An IGW does not generate an equilibrium ensemble polymer configurations describing a closed system. In this sense we can view IGW as non-equilibrium analogue of PERM-B walks of Grasberger. It is similar to Kinetic Growth Walk (KGW) being analogue of Rosenbluth-Rosenbluth walk that visits an unvisited nearest neighbour site with equal probability.

● The Rosenbluth-Rosenbluth (RR) weight can be interpreted as representing the atmosphere of a self avoiding walk.
● Essentially the value of the atmosphere is the product of the unvisited nearest neighbour sites seen by the growing self avoiding walk.
● This quantity differs from one walk to the other and hence is a random variable. It has been shown that the average of this random variable over a suitably augmented ensemble of Kinetic Growth Walks gives an estimate of the microcanonical entropy of Interacting self avoiding walk (ISAW).
● This is an important finding since from microcanonical entropy one can determine all other thermodynamic properties of ISAW.
● Ponmurugan, Sridhar, Narasimhan and me generalized the notion of atmosphere to IGW and showed that this could also lead to a good estimate of microcanonical entropy.
● More importantly we could show that IGW can indeed provide an alternative to pruning and enriching required to study the thermodynamics of ISAW as a function of temperature.
● Klaus W. Kehr, Hailermariam Ambaye and I showed that extreme value statistics could explain an intriguing experimental finding of thickness dependent mobility of charge carriers across a thin film of amorphous material.
● In the context of coarsening phenomena me and my colleagues V. Sridhar and M. C. Valsakumar showed that the life time distribution obeys an asymptotic scaling; the scaling function exhibits singularities at either ends of the support due to persistence and slow dynamics.

A piece of work on nonlinear dynamics carried out in collaboration with S. Venkadesan, M. C. Valsakumar and S. Rajasekar consisted of embedding a scalar time series in a low dimensional phase space by constructing time delay vectors and studying the underlying dynamics through exponential divergence plots and largest Lyapunov exponent. We could show that a noisy looking experimental time series from a tensile test of Al-Mg alloy in plastic flow domain has originated from a low dimensional chaotic dynamics.
Klaus W. Kehr and I investigated an entropy barrier model and obtained analytically the slow glassy relaxation times. Such a glassy relaxation also obtains in a reaction diffusion model as shown by me and Prof. Gunter Schuetz : particles diffuse on a lattice; when two or more of them meet at a lattice site, they annihilate each other; the dynamics becomes slower and slower as time proceeds; the density - density correlations exhibit ageing scaling: The more you wait, longer does it take, to equilibrate.

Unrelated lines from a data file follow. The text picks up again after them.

PR #687, opened 2020-02-06
Makefile fixes

chmouel:
Some makefile fixes:

* Include `lint-yaml` target when doing `make lint`
* Add `generate` target that would includes all the generation targets (ie man
  docs/golden)
* Fix `make fmt`, since $() is evaluated in makefile, need to use backquote for subshell
  exansion

### DIFF
--- a/Makefile
+++ b/Makefile
@@ -47,7 +47,7 @@ check: lint test
 test: test-unit ## run all tests
 
 .PHONY: lint
-lint: ## run linter(s)
+lint: lint-yaml ## run linter(s)
 	@echo "Linting..."
 	@golangci-lint run ./... --timeout 5m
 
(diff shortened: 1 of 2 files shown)


Makefile
```diff
@@ -80,13 +80,16 @@ man: bin/docs ## update manpages
 	@echo "Update generated manpages"
 	@./bin/docs --target=./docs/man/man1 --kind=man
 
+.PHONY: generated
+generated: test-unit-update-golden man docs fmt ## generate all files that needs to be generated
```
vdemeester: I am a little bit worried to put `test-unit-update-golden` in `generated` as this might update golden file when not intended by the user (and thus hide a unwanted change in the output)

chmouel: why would it be? this should not happen isnt it ? I mean the point is to have the same exact output unless a code change?

chmouel: @vdemeester ping!

vdemeester: lol, not sure :stuck_out_tongue:

PR #720, opened 2020-02-12
Add --keep to delete --all, to keep the last N pipelineruns

### LINKED ISSUE #718: Add --keep `delete --all` for pipelineruns and taskruns
Example :

```
% tkn pipelineruns delete --all --keep=5
```

Will delete all pipelinesruns except the last 5 ones.

I think we should keep this option for the auto generated resources, like
taskruns and pipelineruns.

This was a query comping from a message on slack

https://tektoncd.slack.com/archives/CJ62C1555/p1581478036338900

asking if there was a way to limit the number of pipelinerun. There is no
support for this in `pipeline` atm but we can easily do that in cli and could be
much more flexible than what we can implement in `pipeline`.

/kind feature

chmouel:
# Changes

Add a --keep to delete --all so we can keep N numbers. Users can set this up in
a cronjobs to clean old pipelineruns but keeping only the last ones.

Closes #718

# Submitter Checklist

review them:

for more details._

### DIFF
--- a/pkg/cmd/pipelinerun/delete.go
+++ b/pkg/cmd/pipelinerun/delete.go
@@ -22,6 +22,7 @@ import (
 	"github.com/tektoncd/cli/pkg/cli"
 	"github.com/tektoncd/cli/pkg/helper/deleter"
 	"github.com/tektoncd/cli/pkg/helper/options"
+	prhsort "github.com/tektoncd/cli/pkg/helper/pipelinerun/sort"
 	validate "github.com/tektoncd/cli/pkg/helper/validate"
 	metav1 "k8s.io/apimachinery/pkg/apis/meta/v1"
 	cliopts "k8s.io/cli-runtime/pkg/genericclioptions"
@@ -70,6 +71,7 @@ or
 	f.AddFlags(c)
 	c.Flags().BoolVarP(&opts.ForceDelete, "force", "f", false, "Whether to force deletion (default: false)")
 	c.Flags().StringVarP(&opts.ParentResourceName, "pipeline", "p", "", "The name of a pipeline whose pipelineruns should be deleted (does not delete the pipeline)")
+	c.Flags().IntVarP(&opts.Keep, "keep", "", 0, "Keep n least recent number of pipelineruns when deleting alls")
 	c.Flags().BoolVarP(&opts.DeleteAllNs, "all", "", false, "Delete all pipelineruns in a namespace (default: false)")
 	_ = c.MarkZshCompPositionalArgumentCustom(1, "__tkn_get_pipelinerun")
 	return c
@@ -86,7 +88,7 @@ func deletePipelineRuns(s *cli.Stream, p cli.Params, prNames []string, opts *opt
 		d = deleter.New("PipelineRun", func(pipelineRunName string) error {
 			return cs.Tekton.TektonV1alpha1().PipelineRuns(p.Namespace()).Delete(pipelineRunName, &metav1.DeleteOptions{})
 		})
-		prs, err := allPipelineRunNames(p, cs)
+		prs, err := allPipelineRunNames(p, cs, opts.Keep)
 		if err != nil {
 			return err
 		}
@@ -109,7 +111,11 @@ func deletePipelineRuns(s *cli.Stream, p cli.Params, prNames []string, opts *opt
 		d.PrintSuccesses(s)
 	} else if opts.DeleteAllNs {
 		if d.Errors() == nil {
-			fmt.Fprintf(s.Out, "All PipelineRuns deleted in namespace %q\n", p.Namespace())
+			if opts.Keep > 0 {
+				fmt.Fprintf(s.Out, "All but %d PipelineRuns deleted in namespace %q\n", opts.Keep, p.Namespace())
+			} else {
+				fmt.Fprintf(s.Out, "All PipelineRuns deleted in namespace %q\n", p.Namespace())
+			}
 		}
 	}
 	return d.Errors()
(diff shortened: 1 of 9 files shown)


pkg/cmd/pipelinerun/delete.go
```diff
@@ -70,6 +71,7 @@ or
 	f.AddFlags(c)
 	c.Flags().BoolVarP(&opts.ForceDelete, "force", "f", false, "Whether to force deletion (default: false)")
 	c.Flags().StringVarP(&opts.ParentResourceName, "pipeline", "p", "", "The name of a pipeline whose pipelineruns should be deleted (does not delete the pipeline)")
+	c.Flags().IntVarP(&opts.Keep, "keep", "", 0, "Keep N number of pipelineruns when deleting alls")
```
danielhelfand:
```suggestion
	c.Flags().IntVarP(&opts.Keep, "keep", "", 0, "keep n number of pipelineruns when using --all flag")
```

pkg/cmd/pipelinerun/delete.go
```diff
@@ -132,13 +138,18 @@ func pipelineRunLister(p cli.Params, cs *cli.Clients) func(string) ([]string, er
...
+func allPipelineRunNames(p cli.Params, cs *cli.Clients, keep int) ([]string, error) {
 	pipelineRuns, err := cs.Tekton.TektonV1alpha1().PipelineRuns(p.Namespace()).List(metav1.ListOptions{})
 	if err != nil {
 		return nil, err
 	}
 	var names []string
-	for _, pr := range pipelineRuns.Items {
+	var counter = 0
+	for _, pr := range prhsort.SortPipelineRunsByStartTime(pipelineRuns.Items) {
+		if keep > 0 && counter != keep {
```
danielhelfand: Should there be some kind of error message if keep < 0? Currently, it will delete all pipelineruns.

pkg/cmd/pipelinerun/delete.go
danielhelfand: Would be nice in some way to indicate that ordering here is done by most recent pipelinerun.

chmouel: humm usually i would ask to my english master  👨‍🏫  (ie you 😄 )

what about ?

Keep the `last` n number of pipelineruns?

pkg/cmd/pipelinerun/delete.go
chmouel: in case If the user choose ?: 

--last=-1 

I guess  that's quite a weird user case

danielhelfand: Right, I mean it's totally unlikely, but we should prevent it by checking if keep < 0 similar to what is done for limit. So fail fast in `RunE` in this case.

pkg/cmd/pipelinerun/delete.go
danielhelfand: `keep last n number of pipelineruns` sounds good to me.

danielhelfand:
/hold

There is some feedback that I think should be addressed in this pr still.

pkg/cmd/pipelinerun/delete.go
vdemeester: @danielhelfand isn't the code above already checking that `keep` can't be `< 0` ?

danielhelfand:
> A couple things:
> 
> 1. There needs to be a prompt specifically for `--keep` when not using `-f`. Currently it's what is shown below, but it should be a message about keeping a certain amount of pipelines:
> 
> `Are you sure you want to delete all pipelineruns in namespace "default" (y/n):`
> 
> 2. This is the error message for if `--keep` is used without `--all`:
> 
> `Error: must provide pipelineruns to delete or --pipeline flag`
> 
> There should be a clearer error message.

@vdemeester Less about the issue with `keep` < 0. More about the issues listed above.

vdemeester:
@danielhelfand ah indeed

vdemeester:
@danielhelfand taken into account :angel: 
/hold cancel

pkg/cmd/pipelinerun/delete.go
```diff
@@ -80,13 +82,16 @@ func deletePipelineRuns(s *cli.Stream, p cli.Params, prNames []string, opts *opt
 	if err != nil {
 		return fmt.Errorf("failed to create tekton client")
 	}
+	if opts.Keep > 0 && !opts.DeleteAllNs {
```
danielhelfand: This error message will only be reached if using `-f`. My recommendation would be to check earlier in `RunE` or `Args` to account for prompt situation:

If I run `tkn pr delete --keep 7`, I get the following:

```
Error: must provide pipelinerun name(s) or use --pipeline flag or --all flag to use delete
```

pkg/helper/options/delete.go
```diff
@@ -31,9 +31,13 @@ type DeleteOptions struct {
 	DeleteRelated      bool
 	DeleteAllNs        bool
 	DeleteAll          bool
+	Keep               int
 }
 
 func (o *DeleteOptions) CheckOptions(s *cli.Stream, resourceNames []string, ns string) error {
+	if o.Keep > 0 && !(o.DeleteAllNs || o.DeleteAll) {
+		return fmt.Errorf("must provide pipelineruns to delete or --pipeline flag")
```
danielhelfand: Promise this is the last thing. Could the error message be:

```suggestion
		return fmt.Errorf("must use --all flag with --keep")
```

danielhelfand: Promise this is the last thing. Could the error message be:

```suggestion
		return fmt.Errorf("must use --all flag with --keep")
```

danielhelfand: Promise this is the last thing. Could the error message be:

```suggestion
		return fmt.Errorf("must use --all flag with --keep")
```

pkg/helper/options/delete.go
```diff
@@ -31,9 +31,13 @@ type DeleteOptions struct {
 	DeleteRelated      bool
 	DeleteAllNs        bool
 	DeleteAll          bool
+	Keep               int
 }
 
 func (o *DeleteOptions) CheckOptions(s *cli.Stream, resourceNames []string, ns string) error {
+	if o.Keep > 0 && !(o.DeleteAllNs || o.DeleteAll) {
```
danielhelfand: Promise this is the last thing. Could the error message be:

```suggestion
		return fmt.Errorf("must use --all flag with --keep")
```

An oft-cited work carried out in collaboration with G. Ananthakrishna and M. C. Valsakumar, pertained to linearization of non-linear Langevin equations; we proposed single and double Gaussian decoupling of higher moments and tested the model with results of exact Monte Carlo simulation of the corresponding non-linear Langevin process.
An early work carried out in collaboration with M. C. Valsakumar was on diffusion controlled multiplicative processes. We showed that the typical number of particles in the system increases with time and the time dependence is different from that of the average. Also the fluctuations of the growth process diverge exponentially with time.
A piece of work carried out in collaboration with S. L. Narasimhan pertains to correlations in stochastically generated sequence of symbols. We found that coarse graining introduces spurious long range correlations.
Algorithms, inspired by statistical mechanics, for restoration of digital images were investigated. These are based on Bayesian methodology and employ Ising / Potts spin Priors. Cluster algorithms can be easily incorporated in these models to improve the efficiency of the restoration process.
A monograph entitled Monte Carlo: Basics, published by the Indian Society of Radiation Physics (ISRP/TD-3, 2000) and a book on Monte Carlo methods in statistical physics, published by the Universities Press, Hyderabad (2004) are based on my work and lectures on Monte Carlo theory and practice. Both these books and the versions archived in cond-mat e-print service are being used as a teaching material in several places within our country and abroad.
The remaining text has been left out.